[Stored items]
▬▬▬

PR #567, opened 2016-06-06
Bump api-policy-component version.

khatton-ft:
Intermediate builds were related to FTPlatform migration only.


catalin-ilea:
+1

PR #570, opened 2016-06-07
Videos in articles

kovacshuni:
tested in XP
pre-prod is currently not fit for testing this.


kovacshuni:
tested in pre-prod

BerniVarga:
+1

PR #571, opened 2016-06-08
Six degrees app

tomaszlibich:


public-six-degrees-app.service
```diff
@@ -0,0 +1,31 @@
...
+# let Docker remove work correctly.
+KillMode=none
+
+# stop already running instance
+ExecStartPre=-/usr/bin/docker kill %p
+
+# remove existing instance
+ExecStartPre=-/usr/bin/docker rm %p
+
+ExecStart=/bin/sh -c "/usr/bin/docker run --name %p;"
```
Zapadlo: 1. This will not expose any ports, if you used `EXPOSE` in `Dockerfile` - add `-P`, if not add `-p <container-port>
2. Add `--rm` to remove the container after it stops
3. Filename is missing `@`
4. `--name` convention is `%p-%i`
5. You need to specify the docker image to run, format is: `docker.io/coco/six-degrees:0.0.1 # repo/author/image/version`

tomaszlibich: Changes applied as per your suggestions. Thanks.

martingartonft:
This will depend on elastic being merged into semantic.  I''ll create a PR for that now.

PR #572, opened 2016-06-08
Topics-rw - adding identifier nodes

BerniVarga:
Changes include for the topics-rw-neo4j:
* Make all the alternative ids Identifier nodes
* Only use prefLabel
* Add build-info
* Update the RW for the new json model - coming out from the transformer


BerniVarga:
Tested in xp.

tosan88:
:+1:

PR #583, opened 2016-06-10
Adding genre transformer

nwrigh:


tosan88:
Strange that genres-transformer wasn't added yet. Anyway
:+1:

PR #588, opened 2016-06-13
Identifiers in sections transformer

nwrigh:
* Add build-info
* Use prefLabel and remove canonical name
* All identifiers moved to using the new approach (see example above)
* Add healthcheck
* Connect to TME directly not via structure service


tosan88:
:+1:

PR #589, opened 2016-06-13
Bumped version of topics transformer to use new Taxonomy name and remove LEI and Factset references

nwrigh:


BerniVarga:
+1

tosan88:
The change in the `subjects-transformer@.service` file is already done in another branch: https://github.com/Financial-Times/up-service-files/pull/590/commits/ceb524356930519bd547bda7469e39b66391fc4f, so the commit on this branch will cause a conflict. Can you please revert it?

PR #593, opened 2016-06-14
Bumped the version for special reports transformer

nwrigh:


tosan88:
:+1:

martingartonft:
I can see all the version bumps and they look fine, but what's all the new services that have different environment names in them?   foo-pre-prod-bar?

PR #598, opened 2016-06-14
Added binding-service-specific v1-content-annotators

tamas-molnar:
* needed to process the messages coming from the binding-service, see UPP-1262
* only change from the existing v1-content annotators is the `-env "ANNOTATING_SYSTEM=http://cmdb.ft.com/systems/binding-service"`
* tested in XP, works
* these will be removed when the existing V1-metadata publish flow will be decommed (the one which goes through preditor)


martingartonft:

▬▬▬

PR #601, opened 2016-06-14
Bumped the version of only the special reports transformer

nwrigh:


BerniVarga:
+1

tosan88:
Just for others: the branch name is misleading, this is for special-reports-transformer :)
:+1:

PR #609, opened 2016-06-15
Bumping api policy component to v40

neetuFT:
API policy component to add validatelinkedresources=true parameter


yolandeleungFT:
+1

▬▬▬

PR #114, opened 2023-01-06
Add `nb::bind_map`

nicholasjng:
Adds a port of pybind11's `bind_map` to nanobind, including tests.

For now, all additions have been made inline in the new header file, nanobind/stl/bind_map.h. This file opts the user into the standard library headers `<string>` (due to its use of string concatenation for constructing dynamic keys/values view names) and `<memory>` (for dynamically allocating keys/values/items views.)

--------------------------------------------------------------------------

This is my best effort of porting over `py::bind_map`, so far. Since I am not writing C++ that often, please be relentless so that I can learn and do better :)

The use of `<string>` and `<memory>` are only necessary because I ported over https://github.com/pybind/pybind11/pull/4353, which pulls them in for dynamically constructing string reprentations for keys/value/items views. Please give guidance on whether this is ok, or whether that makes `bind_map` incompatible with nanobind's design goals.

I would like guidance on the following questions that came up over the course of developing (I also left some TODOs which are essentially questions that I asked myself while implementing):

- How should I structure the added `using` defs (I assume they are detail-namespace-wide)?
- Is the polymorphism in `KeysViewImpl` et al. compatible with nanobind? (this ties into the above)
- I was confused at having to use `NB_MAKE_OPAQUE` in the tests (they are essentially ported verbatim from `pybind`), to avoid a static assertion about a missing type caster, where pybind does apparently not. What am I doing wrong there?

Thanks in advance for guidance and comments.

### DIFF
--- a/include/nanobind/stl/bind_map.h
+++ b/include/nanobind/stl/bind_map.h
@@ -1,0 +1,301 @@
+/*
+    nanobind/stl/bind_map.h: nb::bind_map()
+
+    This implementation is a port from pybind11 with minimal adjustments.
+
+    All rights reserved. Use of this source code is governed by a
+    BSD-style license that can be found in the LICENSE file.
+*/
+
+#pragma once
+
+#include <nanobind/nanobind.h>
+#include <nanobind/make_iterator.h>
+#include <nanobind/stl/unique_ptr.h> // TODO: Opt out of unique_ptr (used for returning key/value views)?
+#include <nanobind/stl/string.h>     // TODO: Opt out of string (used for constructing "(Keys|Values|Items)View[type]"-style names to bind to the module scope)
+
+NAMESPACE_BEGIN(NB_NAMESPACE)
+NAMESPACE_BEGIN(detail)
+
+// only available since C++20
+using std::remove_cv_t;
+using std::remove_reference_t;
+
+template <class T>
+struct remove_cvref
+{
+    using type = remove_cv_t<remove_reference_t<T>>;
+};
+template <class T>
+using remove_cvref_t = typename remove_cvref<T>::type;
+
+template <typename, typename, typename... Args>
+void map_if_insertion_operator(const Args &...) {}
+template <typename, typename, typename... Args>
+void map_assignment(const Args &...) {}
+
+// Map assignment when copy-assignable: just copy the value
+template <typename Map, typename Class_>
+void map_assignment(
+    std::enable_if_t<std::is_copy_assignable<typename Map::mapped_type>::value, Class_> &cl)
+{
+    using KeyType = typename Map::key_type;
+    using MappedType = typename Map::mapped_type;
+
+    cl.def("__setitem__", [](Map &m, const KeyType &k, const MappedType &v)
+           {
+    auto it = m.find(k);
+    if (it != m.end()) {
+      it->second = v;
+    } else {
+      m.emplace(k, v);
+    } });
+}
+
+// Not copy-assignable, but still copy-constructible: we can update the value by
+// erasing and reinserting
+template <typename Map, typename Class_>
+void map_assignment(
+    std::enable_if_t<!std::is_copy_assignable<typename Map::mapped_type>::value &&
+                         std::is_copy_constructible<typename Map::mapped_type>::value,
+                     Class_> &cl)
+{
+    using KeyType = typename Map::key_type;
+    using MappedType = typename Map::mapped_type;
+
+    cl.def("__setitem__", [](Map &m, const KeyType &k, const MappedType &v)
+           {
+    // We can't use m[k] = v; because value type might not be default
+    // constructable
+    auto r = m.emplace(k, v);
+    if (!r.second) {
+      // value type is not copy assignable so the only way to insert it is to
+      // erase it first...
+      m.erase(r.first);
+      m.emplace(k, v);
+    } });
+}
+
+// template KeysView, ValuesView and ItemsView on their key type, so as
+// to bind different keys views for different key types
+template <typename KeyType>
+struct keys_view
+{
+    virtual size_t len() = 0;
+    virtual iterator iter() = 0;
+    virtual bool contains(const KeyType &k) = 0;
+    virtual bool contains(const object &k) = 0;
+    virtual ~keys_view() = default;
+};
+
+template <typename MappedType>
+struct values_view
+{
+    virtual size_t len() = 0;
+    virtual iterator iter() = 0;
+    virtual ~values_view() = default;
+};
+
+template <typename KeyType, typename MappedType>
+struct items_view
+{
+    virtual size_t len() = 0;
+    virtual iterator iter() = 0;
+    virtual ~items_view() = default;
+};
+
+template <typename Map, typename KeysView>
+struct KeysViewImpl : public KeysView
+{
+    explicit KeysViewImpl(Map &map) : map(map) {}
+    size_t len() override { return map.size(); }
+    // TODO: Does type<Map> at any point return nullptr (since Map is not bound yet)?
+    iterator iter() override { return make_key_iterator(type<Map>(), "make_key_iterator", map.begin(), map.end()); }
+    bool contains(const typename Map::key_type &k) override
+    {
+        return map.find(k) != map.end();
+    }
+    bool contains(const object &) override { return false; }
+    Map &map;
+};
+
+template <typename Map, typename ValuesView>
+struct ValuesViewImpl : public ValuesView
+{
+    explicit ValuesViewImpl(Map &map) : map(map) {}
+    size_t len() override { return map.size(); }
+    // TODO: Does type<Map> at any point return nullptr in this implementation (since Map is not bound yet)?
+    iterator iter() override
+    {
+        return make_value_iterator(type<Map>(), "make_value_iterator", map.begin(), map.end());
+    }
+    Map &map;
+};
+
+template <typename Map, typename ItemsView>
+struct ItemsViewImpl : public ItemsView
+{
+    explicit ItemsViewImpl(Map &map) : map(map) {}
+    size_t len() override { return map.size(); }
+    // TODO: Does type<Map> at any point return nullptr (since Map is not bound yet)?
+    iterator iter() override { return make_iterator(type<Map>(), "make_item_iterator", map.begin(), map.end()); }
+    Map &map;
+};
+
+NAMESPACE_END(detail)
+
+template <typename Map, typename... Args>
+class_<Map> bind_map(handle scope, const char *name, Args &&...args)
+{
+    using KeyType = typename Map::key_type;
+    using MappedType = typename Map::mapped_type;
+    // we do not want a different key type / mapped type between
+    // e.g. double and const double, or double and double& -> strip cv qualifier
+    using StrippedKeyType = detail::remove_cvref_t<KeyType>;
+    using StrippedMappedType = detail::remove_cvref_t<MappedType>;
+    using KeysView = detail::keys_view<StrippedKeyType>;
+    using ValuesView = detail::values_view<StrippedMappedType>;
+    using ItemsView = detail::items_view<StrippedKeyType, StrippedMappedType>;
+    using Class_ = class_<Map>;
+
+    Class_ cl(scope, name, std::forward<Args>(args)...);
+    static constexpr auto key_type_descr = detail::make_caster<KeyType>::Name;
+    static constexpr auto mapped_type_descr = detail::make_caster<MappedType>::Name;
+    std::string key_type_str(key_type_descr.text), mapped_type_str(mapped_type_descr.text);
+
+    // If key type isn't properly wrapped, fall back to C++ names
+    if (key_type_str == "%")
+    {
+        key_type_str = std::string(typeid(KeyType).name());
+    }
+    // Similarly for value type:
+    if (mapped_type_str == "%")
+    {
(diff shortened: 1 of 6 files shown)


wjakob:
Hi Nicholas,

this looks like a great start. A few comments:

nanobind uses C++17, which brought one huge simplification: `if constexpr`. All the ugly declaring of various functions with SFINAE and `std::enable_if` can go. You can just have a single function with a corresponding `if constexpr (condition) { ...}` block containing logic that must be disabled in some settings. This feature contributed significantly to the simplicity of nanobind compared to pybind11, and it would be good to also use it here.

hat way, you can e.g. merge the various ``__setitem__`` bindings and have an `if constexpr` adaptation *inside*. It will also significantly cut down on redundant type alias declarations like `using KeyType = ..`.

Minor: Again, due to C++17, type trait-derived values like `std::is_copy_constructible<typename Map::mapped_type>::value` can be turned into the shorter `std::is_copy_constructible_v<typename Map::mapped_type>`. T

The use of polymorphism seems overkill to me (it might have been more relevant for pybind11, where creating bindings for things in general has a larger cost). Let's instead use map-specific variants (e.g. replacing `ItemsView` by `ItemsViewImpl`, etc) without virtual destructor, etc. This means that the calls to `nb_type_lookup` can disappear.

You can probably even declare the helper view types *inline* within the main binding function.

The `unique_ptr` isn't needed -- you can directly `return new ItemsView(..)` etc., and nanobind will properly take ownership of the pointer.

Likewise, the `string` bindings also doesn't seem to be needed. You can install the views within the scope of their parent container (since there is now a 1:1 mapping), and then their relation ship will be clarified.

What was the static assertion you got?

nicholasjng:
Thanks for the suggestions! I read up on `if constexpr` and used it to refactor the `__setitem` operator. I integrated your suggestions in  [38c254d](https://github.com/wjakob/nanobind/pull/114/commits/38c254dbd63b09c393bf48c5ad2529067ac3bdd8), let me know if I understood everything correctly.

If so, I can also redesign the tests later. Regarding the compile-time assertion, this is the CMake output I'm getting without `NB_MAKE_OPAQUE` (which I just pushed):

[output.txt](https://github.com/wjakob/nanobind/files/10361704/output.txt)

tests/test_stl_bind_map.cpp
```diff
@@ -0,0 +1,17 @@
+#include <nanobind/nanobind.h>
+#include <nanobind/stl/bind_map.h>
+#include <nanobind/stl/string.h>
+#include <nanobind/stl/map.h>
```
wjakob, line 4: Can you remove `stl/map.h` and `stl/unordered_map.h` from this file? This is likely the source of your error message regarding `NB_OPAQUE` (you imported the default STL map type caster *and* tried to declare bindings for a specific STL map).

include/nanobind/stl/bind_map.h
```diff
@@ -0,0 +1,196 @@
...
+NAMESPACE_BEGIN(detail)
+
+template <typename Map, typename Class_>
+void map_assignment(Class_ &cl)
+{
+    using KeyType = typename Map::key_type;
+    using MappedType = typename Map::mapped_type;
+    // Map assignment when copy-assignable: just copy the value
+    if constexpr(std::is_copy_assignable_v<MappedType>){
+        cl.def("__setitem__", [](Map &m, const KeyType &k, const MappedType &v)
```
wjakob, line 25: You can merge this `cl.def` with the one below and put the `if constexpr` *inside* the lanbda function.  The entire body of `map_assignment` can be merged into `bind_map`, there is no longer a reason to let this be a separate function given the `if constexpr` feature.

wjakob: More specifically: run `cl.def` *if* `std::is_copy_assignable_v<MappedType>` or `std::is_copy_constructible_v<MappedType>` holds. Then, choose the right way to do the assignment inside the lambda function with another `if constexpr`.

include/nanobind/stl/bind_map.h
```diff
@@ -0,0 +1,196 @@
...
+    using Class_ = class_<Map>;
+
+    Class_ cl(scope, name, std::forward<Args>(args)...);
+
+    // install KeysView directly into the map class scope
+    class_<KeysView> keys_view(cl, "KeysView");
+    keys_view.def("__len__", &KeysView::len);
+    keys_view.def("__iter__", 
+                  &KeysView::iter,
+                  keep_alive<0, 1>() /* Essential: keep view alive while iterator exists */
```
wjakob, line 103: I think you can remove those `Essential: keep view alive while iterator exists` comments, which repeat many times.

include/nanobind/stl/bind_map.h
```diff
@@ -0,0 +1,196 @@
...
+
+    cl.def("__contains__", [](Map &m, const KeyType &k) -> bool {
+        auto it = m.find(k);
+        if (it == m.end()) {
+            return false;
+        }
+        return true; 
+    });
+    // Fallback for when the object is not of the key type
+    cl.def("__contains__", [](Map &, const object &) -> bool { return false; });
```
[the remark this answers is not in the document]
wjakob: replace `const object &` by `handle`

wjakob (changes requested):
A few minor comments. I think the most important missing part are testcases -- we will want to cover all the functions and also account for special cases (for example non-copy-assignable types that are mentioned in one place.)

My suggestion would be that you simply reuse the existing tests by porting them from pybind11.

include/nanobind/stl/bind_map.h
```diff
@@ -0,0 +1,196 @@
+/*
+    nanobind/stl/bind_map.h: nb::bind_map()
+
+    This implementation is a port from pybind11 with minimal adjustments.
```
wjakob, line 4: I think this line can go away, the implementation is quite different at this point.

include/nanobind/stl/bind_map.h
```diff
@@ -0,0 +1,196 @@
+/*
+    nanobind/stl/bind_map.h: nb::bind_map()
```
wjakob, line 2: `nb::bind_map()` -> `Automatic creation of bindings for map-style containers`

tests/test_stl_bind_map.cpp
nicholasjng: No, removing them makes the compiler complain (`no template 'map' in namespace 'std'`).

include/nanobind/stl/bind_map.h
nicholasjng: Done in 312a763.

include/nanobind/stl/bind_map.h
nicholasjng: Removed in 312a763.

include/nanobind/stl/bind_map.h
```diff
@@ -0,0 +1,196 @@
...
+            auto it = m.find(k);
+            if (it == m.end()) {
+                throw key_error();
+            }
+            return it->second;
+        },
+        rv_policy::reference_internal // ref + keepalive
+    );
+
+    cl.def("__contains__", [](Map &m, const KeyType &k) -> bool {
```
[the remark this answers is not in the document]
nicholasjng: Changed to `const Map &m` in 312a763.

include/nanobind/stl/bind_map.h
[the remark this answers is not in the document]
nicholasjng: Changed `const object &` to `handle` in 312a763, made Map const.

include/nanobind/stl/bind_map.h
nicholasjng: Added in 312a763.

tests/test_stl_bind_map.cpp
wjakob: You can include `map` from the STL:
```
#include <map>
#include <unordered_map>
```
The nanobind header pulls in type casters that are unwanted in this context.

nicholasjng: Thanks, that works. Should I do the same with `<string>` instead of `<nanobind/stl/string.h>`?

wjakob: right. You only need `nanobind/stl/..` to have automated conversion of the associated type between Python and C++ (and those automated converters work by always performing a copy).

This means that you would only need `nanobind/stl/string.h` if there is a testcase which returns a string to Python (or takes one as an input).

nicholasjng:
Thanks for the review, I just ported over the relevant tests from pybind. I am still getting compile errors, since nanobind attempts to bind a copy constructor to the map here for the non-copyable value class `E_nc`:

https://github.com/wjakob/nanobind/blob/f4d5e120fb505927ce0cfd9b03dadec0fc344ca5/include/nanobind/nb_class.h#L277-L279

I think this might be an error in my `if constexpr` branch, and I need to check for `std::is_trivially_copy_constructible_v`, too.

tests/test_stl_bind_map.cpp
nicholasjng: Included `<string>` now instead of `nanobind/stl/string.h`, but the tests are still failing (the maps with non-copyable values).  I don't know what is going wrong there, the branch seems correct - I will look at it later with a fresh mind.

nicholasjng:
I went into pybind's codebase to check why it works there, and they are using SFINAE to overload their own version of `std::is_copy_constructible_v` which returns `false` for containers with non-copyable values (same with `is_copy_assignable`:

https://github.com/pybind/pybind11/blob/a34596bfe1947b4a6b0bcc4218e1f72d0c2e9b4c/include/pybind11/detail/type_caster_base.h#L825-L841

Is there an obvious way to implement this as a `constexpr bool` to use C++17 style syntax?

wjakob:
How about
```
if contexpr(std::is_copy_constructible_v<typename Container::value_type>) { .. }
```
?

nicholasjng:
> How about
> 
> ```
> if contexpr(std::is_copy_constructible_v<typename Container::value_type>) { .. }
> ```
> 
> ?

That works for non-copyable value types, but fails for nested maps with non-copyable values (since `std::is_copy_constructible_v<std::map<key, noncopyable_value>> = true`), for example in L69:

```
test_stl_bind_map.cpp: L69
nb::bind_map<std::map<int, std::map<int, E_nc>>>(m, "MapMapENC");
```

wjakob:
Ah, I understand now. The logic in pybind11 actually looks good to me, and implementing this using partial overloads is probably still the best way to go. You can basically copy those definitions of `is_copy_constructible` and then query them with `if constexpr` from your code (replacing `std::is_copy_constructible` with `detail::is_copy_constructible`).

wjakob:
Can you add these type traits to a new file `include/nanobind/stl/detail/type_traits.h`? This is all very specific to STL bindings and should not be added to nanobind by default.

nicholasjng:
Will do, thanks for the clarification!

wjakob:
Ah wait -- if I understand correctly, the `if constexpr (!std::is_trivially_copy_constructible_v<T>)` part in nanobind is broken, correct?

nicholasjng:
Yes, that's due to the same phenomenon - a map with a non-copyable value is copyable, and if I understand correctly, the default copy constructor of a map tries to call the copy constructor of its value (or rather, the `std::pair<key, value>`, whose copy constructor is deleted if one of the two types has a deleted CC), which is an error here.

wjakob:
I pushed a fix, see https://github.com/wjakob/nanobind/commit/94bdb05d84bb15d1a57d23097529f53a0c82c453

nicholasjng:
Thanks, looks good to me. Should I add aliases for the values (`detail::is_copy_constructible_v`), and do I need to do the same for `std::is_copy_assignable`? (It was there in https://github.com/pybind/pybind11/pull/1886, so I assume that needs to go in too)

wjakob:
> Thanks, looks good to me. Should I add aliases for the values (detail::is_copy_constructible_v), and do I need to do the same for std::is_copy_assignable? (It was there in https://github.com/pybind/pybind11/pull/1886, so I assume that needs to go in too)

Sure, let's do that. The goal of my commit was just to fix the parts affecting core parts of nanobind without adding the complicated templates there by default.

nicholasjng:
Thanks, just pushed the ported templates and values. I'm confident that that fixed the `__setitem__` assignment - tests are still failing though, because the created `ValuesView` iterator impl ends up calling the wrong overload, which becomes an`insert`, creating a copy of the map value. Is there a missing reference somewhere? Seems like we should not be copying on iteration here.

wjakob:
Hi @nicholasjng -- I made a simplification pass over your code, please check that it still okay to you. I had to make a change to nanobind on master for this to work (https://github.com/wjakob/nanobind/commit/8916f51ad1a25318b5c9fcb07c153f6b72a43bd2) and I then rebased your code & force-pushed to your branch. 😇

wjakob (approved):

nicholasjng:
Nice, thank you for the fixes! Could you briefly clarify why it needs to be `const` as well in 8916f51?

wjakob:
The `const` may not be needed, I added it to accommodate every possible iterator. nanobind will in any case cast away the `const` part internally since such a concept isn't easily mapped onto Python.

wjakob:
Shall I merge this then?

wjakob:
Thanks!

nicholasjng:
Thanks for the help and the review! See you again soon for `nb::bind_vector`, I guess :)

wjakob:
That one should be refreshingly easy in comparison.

▬▬▬

• **What is needed**: Return the lines of the records that include the string "assume".

• **Written answer**:
- How should I structure the added `using` defs (I assume they are detail-namespace-wide)?
Thanks, looks good to me. Should I add aliases for the values (`detail::is_copy_constructible_v`), and do I need to do the same for `std::is_copy_assignable`? (It was there in https://github.com/pybind/pybind11/pull/1886, so I assume that needs to go in too)
> Thanks, looks good to me. Should I add aliases for the values (detail::is_copy_constructible_v), and do I need to do the same for std::is_copy_assignable? (It was there in https://github.com/pybind/pybind11/pull/1886, so I assume that needs to go in too)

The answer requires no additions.